La borsa, tramite i fondi indicizzati
Contrariamente all’immagine speculativa che si porta dietro, la borsa può essere affrontata in modo molto semplice: si acquista un fondo indicizzato (ETF) che replica un intero mercato, e lo si mantiene per anni. Nessun bisogno di scegliere singoli titoli. Se questo approccio passivo ti convince, la mia guida su come investire in borsa da principianti con gli ETF mostra come aprire un conto titoli e programmare versamenti automatici, serenamente. Tieni presente che il capitale può scendere: è un investimento di lungo termine.
L’immobiliare senza comprare un intero appartamento
Si pensa spesso che investire nel mattone richieda un grosso anticipo e un mutuo. Non è più così: si possono ricevere rendite da poche centinaia di euro. Per capire il meccanismo del « mattone-carta » e i suoi limiti, il dossier sui fondi immobiliari e l’immobiliare a reddito passivo spiega il rendimento realistico, i costi d’ingresso e la liquidità limitata di questo investimento.
Fase 4: la regolarità e gli interessi composti
Ecco il segreto meno spettacolare e più potente dell’investimento: versare una somma fissa a intervalli regolari, qualunque cosa accada sui mercati. Si parla di piano di accumulo (PAC). Comprando un po’ ogni mese, si livella meccanicamente il prezzo d’acquisto: si compra di più quando i prezzi sono bassi e di meno quando sono alti, senza dover indovinare il momento giusto.
A questo si aggiungono gli interessi composti.
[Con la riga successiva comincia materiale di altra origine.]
PR #166, opened 2022-06-13
chore: Include InferenceService CRD in standalone mm-serving install

njhill:
#### Motivation

Currently modelmesh-serving does not include the `InferenceService` CRD manifest, but will work with it if it's been previously installed (via an install of the main kserve controller). Since we will be encouraging everyone to use this in preference to the `Predictor` CRD, it would be good if it was available by default in standalone modelmesh installations.

#### Modifications

- Copy manifests of common CRDs including inferenceservices from https://github.com/kserve/kserve/tree/master/config/crd
- No longer pull from kserve for fvt tests
- Update make manifests target to include v1beta1

#### Result

`InferenceService` CRD will be available to use when using modelmesh-serving "standalone" without having to obtain it manually from the kserve/kserve repo.

### DIFF
--- a/.github/workflows/run-fvt.yml
+++ b/.github/workflows/run-fvt.yml
@@ -56,7 +56,6 @@ jobs:
       - name: Install ModelMesh Serving
         run: |
           kubectl create ns modelmesh-serving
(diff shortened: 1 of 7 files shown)


njhill:
Thanks @pvaneck actually that file _is_ needed for the controller, I added it back and updated the commit message (but forgot to update the PR description, now updated too).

Reinvestire i guadagni ogni anno crea un effetto palla di neve: 100€ investiti al 6% producono 6€ il primo anno, ma questi 6€ producono a loro volta negli anni successivi. Su venti o trent’anni, questo effetto trasforma versamenti modesti in un capitale tutt’altro che modesto. È il tempo, molto più dell’importo iniziale, a fare il risultato.
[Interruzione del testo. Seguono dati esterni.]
PR #167, opened 2022-06-15
docs: Add docs for OpenVINO

aluu317:
Signed-off-by: Angel Luu <angel.luu@us.ibm.com>

#### Motivation

Update docs after the changes for OVMS and `openvino-ir` model support in #141 .

### DIFF
--- a/docs/model-types/README.md
+++ b/docs/model-types/README.md
@@ -21,6 +21,6 @@ By leveraging existing third-party model servers, we support a number of standar
 | sklearn     | scikit-learn     | MLServer (python)            |
 | tensorflow  | TensorFlow       | Triton (C++)                 |
 | xgboost     | XGBoost          | MLServer (python)            |
-| \*\*        | Custom           | [Custom](../runtimes) (any)  |
+| any         | Custom           | [Custom](../runtimes) (any)  |
 
 (\*)Many ML frameworks can have models converted to the OpenVINO IR format, such as Caffe, TensorFlow, MXNet, PaddlePaddle and ONNX, doc [here](https://docs.openvino.ai/latest/ovms_what_is_openvino_model_server.html).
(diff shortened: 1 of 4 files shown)


docs/model-types/README.md
```diff
@@ -5,18 +5,22 @@ By leveraging existing third-party model servers, we support a number of standar
...
+| keras       | TensorFlow       | Triton (C++)                 |
+| lightgbm    | LightGBM         | MLServer (python)            |
+| onnx        | ONNX             | Triton (C++), OVMS (C++)     |
+| openvino_ir | Intel OpenVINO\* | OVMS (C++)                   |
+| pytorch     | PyTorch          | Triton (C++)                 |
+| sklearn     | scikit-learn     | MLServer (python)            |
+| tensorflow  | TensorFlow       | Triton (C++)                 |
+| xgboost     | XGBoost          | MLServer (python)            |
+| \*\*        | Custom           | [Custom](../runtimes) (any)  |
+
```
chinhuang007, line 25: Looks good, thanks!
I thought the footnote is mainly for the new built-in OVMS runtime. Not sure the use of double asterisk symbols for the row that is for custom runtimes. In fact, models in many ml frameworks can be converted to ONNX IR and run in Triton or OVMS. I would recommend remove the second asterisk.

njhill: I think the asterisk in custom row originally indicated "any", so I agree it doesn't make sense to also use an asterisk for a footnote indicator in the same table. Maybe use a superscript `1` if that's possible in markdown, or otherwise some other symbol.

chinhuang007 (approved):
/lgtm

docs/model-types/README.md
chinhuang007: Looks good. Thanks!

E prima di avere un capitale da investire?
Tutto ciò che precede presuppone di avere un po’ di denaro da mettere da parte ogni mese. Se non è ancora il tuo caso, la leva più efficace non è investire meglio, ma generare redditi supplementari da investire in seguito. Esistono numerose possibilità: per costruirti una prima capacità di risparmio, guarda i metodi concreti per guadagnare soldi online, che potrai poi far fruttare grazie ai principi visti qui.
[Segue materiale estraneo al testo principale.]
PR #172, opened 2022-06-23
chore: move common apis back into v1alpha1

anhuong:
#### Motivation

Move common apis back to v1alpha1 since they are no longer "common" after changed modelmesh-serving to use the inferenceservice types from kserve. Most of those types are now in the kserve repo inferenceservice types file.

#### Modifications

- Move common apis back to v1alpha1 predictor_types (where they were initially)
- Regenerate manifests using controller-gen v0.4.0
   - Mostly add `descriptions:` to ClusterServingRuntime and Runtime
   - Lots of changes to InferenceService Also added some `require:` fields (port)
   - `default: TCP` deleted from 

#### Result

Better align with kserve for apis


anhuong:
Should I not change `serving.kserve.io_inferenceservices.yaml` and continue to pull it from https://github.com/kserve/kserve/blob/400078ed3e98362dc434e4ece0d0d82678dd9f0b/config/crd/serving.kserve.io_inferenceservices.yaml ?

pvaneck (commented):
Thanks, @anhuong!

For this PR, let's revert all changes to the configs as it doesn't look like the `serving.kserve.io_predictors.yaml` changed at all, and the other config changes aren't related to the changes in common_types.

The ServingRuntime, ClusterServingRuntime, and InferenceService CRDs are now essentially just mirrored from KServe (maybe at some point we should remove the generation of these from `make manifests`).

pvaneck (commented):
Thanks! 
/lgtm
/approve

PR #174, opened 2022-06-24
feat: Support azure blob storageURIs in Isvc

pvaneck:
#### Motivation

The model puller now supports pulling from Azure Blob Storage. We should allow users to pass in an
Azure Blob Storage URI as an InferenceService Predictor `storageUri`.

#### Modifications

Storage parsing logic now parses Azure Blob URIs and passes the relevant info the puller.

#### Result

Users can now pass in Azure Blob Storage URIs as part of `storageUri`.


pvaneck:
Note: this was tested with public and private blob containers in azure, and was able to get the Isvc up and running.

chinhuang007 (approved):
/lgtm

Issue #173, opened 2022-06-23
ProtocolVersion required when deploying Isvc with old format


pvaneck:
This works:

```yaml
apiVersion: serving.kserve.io/v1beta1
kind: InferenceService
metadata:
  name: example-sklearn-isvc
  annotations:
    serving.kserve.io/deploymentMode: ModelMesh
    serving.kserve.io/secretKey: localMinIO
spec:
  predictor:
    model:
      modelFormat:
        name: sklearn
      storageUri: s3://modelmesh-example-models/sklearn/mnist-svm.joblib
```

while: 

```yaml
apiVersion: serving.kserve.io/v1beta1
kind: InferenceService
metadata:
  name: example-sklearn-isvc
  annotations:
    serving.kserve.io/deploymentMode: ModelMesh
    serving.kserve.io/secretKey: localMinIO
spec:
  predictor:
    sklearn:
      storageUri: s3://modelmesh-example-models/sklearn/mnist-svm.joblib
```

this does not. 

In the second case, `getRuntimesSupportingPredictor()` isn't returning anything unless something like `protocolVersion: grpc-v2` is explicitly specified. 

The old format should still be able to find a runtime like in the first case even if no protocolVersion is specified by the user.

PR #178, opened 2022-06-29
fix: Ensure correct protocolVersion is retrieved

pvaneck:
For InferenceServices using the old predictor schema, no
matching runtime is found because GetProtocol generally
returns a protocol even if none is specified in the spec.

This adjusts the logic a bit to pull the ProtocolVersion from the actual spec.

Fixes: #173


chinhuang007 (approved):
Looks good! Thanks, @pvaneck !

chinhuang007:
Verified with Kserve including the webhook fix.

L’investimento si inscrive in una strategia finanziaria più ampia, affrontata nella guida completa per guadagnare e far crescere i propri soldi, che riposiziona ogni leva nell’insieme.
In sintesi: prima metti al sicuro, poi definisci il tuo orizzonte, poi distribuisci sulle tre famiglie, infine versa regolarmente e lascia lavorare il tempo. Inizia in piccolo già questo mese — un investimento modesto ma reale vale sempre più di una strategia perfetta mai avviata.